L'article 8 est effectivement d'une grande importance, et je vais essayer de répondre à toutes vos interrogations.
Lors de mon audition en commission des affaires sociales, je m'étais engagée à essayer d'inscrire dans la loi un maximum de dispositions pour éviter de passer par les ordonnances. Je vous ai proposé de le faire pour les missions des hôpitaux de proximité, car je souhaitais que vous puissiez débattre de ce sujet qui est au coeur de la réforme.
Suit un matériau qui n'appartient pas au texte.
PR #829, opened 2015-05-29
Fix inspections

praseodym:
General cleanup: fixes many code style warnings/notices as reported by IntelliJ IDEA's inspections.

### DIFF
--- a/openid-connect-client/src/main/java/org/mitre/oauth2/introspectingfilter/IntrospectingTokenService.java
+++ b/openid-connect-client/src/main/java/org/mitre/oauth2/introspectingfilter/IntrospectingTokenService.java
@@ -83,7 +83,7 @@ public class IntrospectingTokenService implements ResourceServerTokenServices {
 		}
 	}
 
-	private Map<String, TokenCacheObject> authCache = new HashMap<String, TokenCacheObject>();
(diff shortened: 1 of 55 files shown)


jricher:
Thanks for this patch. We can take some of these, but probably not all of them. We also need to update our checkstyle settings to scan for Java 1.7 paradigms, too.

jricher:
Rebased and patched, applied as 9e74e40453f0a6c74cc0827ea85505c1c56a1746 13f5e4f8a6aa5d457ef2aa2d1739c046e55a0abb 6dc2b2cb5ede2803c9f5461e08e97e0c4f4fed5f

praseodym:
Cheers! Any reason why the redundant initialisers commit has not been merged?

jricher:
Consistency in style. I'd rather have all variables that are defined on their own be initialized explicitly, instead of only when Java requires it. It's a habit I got into a long time ago and empty initializers look funny to me in Java now. 

I also pulled out a couple places that had collapsed an if/else into a boolean block because I believe the former to be more readable and understandable at a glance (at least in these specific cases).

Thanks very much for the patch!

praseodym:
That's fair, code style is personal preference. Thanks for merging!

PR #834, opened 2015-06-02
null check for expiration during introspection

wikkim:
Clients that are allowed to have tokens that dont expire can get tokens that dont have expiration dates. This makes the introspection service blow up on those tokens with NullExceptions.

Not sure if its appropriate to assume that null expirations means token hasn't expired or doesn't expire, but here's a pull request that does that.


jricher:
Thanks, that's worthwhile. I'll pull this in to the main branch (and probably backport to 1.1). 

This is @srmoore code, fwiw.

jricher:
Rebased and applied as 2d5e53c0f29b3bdcefaffbc0a311176d9f0e1395

wikkim:
I think you got the wrong commit hash :P 
This is the one 54fbf0d0ac3e7e1fee016c42a45955b08b85c2ae

jricher:
You are correct, had the wrong hash in my paste buffer; comment above corrected for whoever comes here later.

PR #846, opened 2015-06-18
Sync with HSQLDB version

lomori:
Few fields were missing, e.g. user_info::src, causing an application crash with MySQL.


praseodym:
The PostgeSQL definition is also missing the `user_info.src` column.

jricher:
Thank you. Development is usually done against the HSQL version and the MySQL (and now PSQL) versions are eventually sync'd.

jricher:
Rebased and merged as 84b595ea6f04a8d33bbe986b3bd36708521747f3, thanks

Ces missions sont maintenant inscrites dans la loi.
Votre rapporteur a également proposé que tout ce qui est relatif au financement soit discuté dans le cadre du PLFSS. Je rappelle que nous souhaitons sortir d'un financement à l'activité, car la vocation de ces hôpitaux n'est pas de chercher à faire des actes et de l'activité, mais de servir une population de proximité.
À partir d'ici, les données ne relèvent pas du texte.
PR #872, opened 2015-07-22
use default system scopes if none specified when creating a new client

almalki:
The API documentation says that:
> If scope is omitted or null, all system scopes marked as "default" will be assigned to the client

However, I faced a bug where it is not doing this. I am not really sure where this logic (to use defaults) should be put, but I though the DefaultOAuth2ClientDetailsEntityService is the right place.

Am I missing something here? Is it really implemented before? If not, do you think this is the right place or should it be in ClientAPI.apiAddClient?

### DIFF
--- a/openid-connect-server/src/main/java/org/mitre/oauth2/service/impl/DefaultOAuth2ClientDetailsEntityService.java
+++ b/openid-connect-server/src/main/java/org/mitre/oauth2/service/impl/DefaultOAuth2ClientDetailsEntityService.java
@@ -135,6 +135,10 @@ public class DefaultOAuth2ClientDetailsEntityService implements ClientDetailsEnt
 		// check the sector URI
 		checkSectorIdentifierUri(client);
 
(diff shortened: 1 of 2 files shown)


jricher:
It happens here for Dynamically registered clients:

https://github.com/mitreid-connect/OpenID-Connect-Java-Spring-Server/blob/master/openid-connect-server/src/main/java/org/mitre/openid/connect/web/DynamicClientRegistrationEndpoint.java#L378

When working through the Admin UI, the javascript app puts the default scopes in by default:

https://github.com/mitreid-connect/OpenID-Connect-Java-Spring-Server/blob/master/openid-connect-server-webapp/src/main/webapp/resources/js/admin.js#L628

But it does look like the API when used directly doesn't actually enforce this. The problem here is that an *empty* scope list is fine and should be left empty, but a *null* or *missing* scope list needs to be handled appropriately. I don't think this is quite the way to handle it (given how other parts of the system handle scope processing), but thanks for bringing up the issue.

Ne reste finalement plus dans le champ de l'ordonnance que la question de la gouvernance. En la matière, nous nous sommes engagés à donner une place aux représentants des professionnels de ville, aux élus locaux et aux représentants des patients – c'est, à grands traits, le schéma global, même s'il nous faut poursuivre la concertation pour parachever la rédaction.
Le champ de l'habilitation est donc minimal. L'essentiel, à savoir les missions, pourra être discuté dès demain matin dans l'hémicycle.
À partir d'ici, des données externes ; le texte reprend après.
PR #874, opened 2015-07-24
Fixed up ApprovedSite AccessToken OneToMany performance issue.

httpants:
This patch significantly improves performance and I also believe it fixes the duplicate token defect that can happen if the cleanup task runs and has work to do (ie. there are expired tokens) at the same time as other threads are attempting to create a token for the same site.

### DIFF
--- a/openid-connect-common/pom.xml
+++ b/openid-connect-common/pom.xml
@@ -62,12 +62,6 @@
       		<groupId>org.springframework.security.oauth</groupId>
  		 	<version>2.0.0.M2</version>
       		<artifactId>spring-security-oauth2</artifactId>
-            <exclusions>
-               <exclusion>
-                  <groupId>org.springframework.security</groupId>
-                  <artifactId>spring-security-config</artifactId>
-               </exclusion>
-            </exclusions>
 		</dependency>
         <dependency>
         	<groupId>com.nimbusds</groupId>
--- a/openid-connect-common/pom.xml
+++ b/openid-connect-common/pom.xml
@@ -62,6 +62,12 @@
       		<groupId>org.springframework.security.oauth</groupId>
  		 	<version>2.0.0.M2</version>
       		<artifactId>spring-security-oauth2</artifactId>
+            <exclusions>
+               <exclusion>
+                  <groupId>org.springframework.security</groupId>
+                  <artifactId>spring-security-config</artifactId>
+               </exclusion>
+            </exclusions>
 		</dependency>
         <dependency>
         	<groupId>com.nimbusds</groupId>
--- a/openid-connect-server/src/main/java/org/mitre/openid/connect/service/impl/MITREidDataService_1_0.java
+++ b/openid-connect-server/src/main/java/org/mitre/openid/connect/service/impl/MITREidDataService_1_0.java
@@ -835,7 +835,7 @@ public class MITREidDataService_1_0 extends MITREidDataService_1_X {
             }
             Long newGrantId = grantOldToNewIdMap.get(oldGrantId);
             ApprovedSite site = approvedSiteRepository.getById(newGrantId);
-            site.setApprovedAccessTokens(tokens);
+//            site.setApprovedAccessTokens(tokens);
             approvedSiteRepository.save(site);
         }
         accessTokenOldToNewIdMap.clear();
--- a/openid-connect-server/src/main/java/org/mitre/openid/connect/service/impl/MITREidDataService_1_0.java
+++ b/openid-connect-server/src/main/java/org/mitre/openid/connect/service/impl/MITREidDataService_1_0.java
@@ -209,6 +209,7 @@ public class MITREidDataService_1_0 extends MITREidDataService_1_X {
     private Map<Long, String> accessTokenToClientRefs = new HashMap<Long, String>();
     private Map<Long, Long> accessTokenToAuthHolderRefs = new HashMap<Long, Long>();
     private Map<Long, Long> accessTokenToRefreshTokenRefs = new HashMap<Long, Long>();
+    private Map<Long, Long> accessTokenToApprovedSitesRefs = new HashMap<Long, Long>();
     private Map<Long, Long> accessTokenToIdTokenRefs = new HashMap<Long, Long>();
     private Map<Long, Long> accessTokenOldToNewIdMap = new HashMap<Long, Long>();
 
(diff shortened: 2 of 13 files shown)


jricher:
Thanks for digging this up. This is a fairly deep change so we're going to have to test out a lot of stuff to make sure it's not breaking anything, including the site management UI. I'm inclined to push this to 1.2 instead, but if we can make it work on this version without requiring an upgrade/export then it might be ok.

openid-connect-common/pom.xml
```diff
@@ -62,6 +62,12 @@
       		<groupId>org.springframework.security.oauth</groupId>
  		 	<version>2.0.0.M2</version>
       		<artifactId>spring-security-oauth2</artifactId>
+            <exclusions>
+               <exclusion>
+                  <groupId>org.springframework.security</groupId>
+                  <artifactId>spring-security-config</artifactId>
+               </exclusion>
+            </exclusions>
```
jricher: How is this exclusion related to this pull request?

openid-connect-server/src/main/java/org/mitre/openid/connect/service/impl/MITREidDataService_1_0.java
```diff
@@ -835,7 +835,7 @@ private void fixObjectReferences() {
             }
             Long newGrantId = grantOldToNewIdMap.get(oldGrantId);
             ApprovedSite site = approvedSiteRepository.getById(newGrantId);
-            site.setApprovedAccessTokens(tokens);
+//            site.setApprovedAccessTokens(tokens);
```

J'ai souhaité effectuer avec vous un travail de coconstruction et me placer dans une position d'écoute. Un certain nombre d'entre vous ont expliqué que pour des raisons d'éloignement géographique, les missions socles devaient pourvoir être adaptées à des situations territoriales particulières. J'en ai tenu compte en vous proposant de faire apparaître des missions optionnelles, à la carte, sur-mesure, dont nous discuterons demain. J'ai donc nettement élargi le champ des missions. Nous pourrons en reparler, monsieur Grelier, car j'ai tenu compte de vos remarques.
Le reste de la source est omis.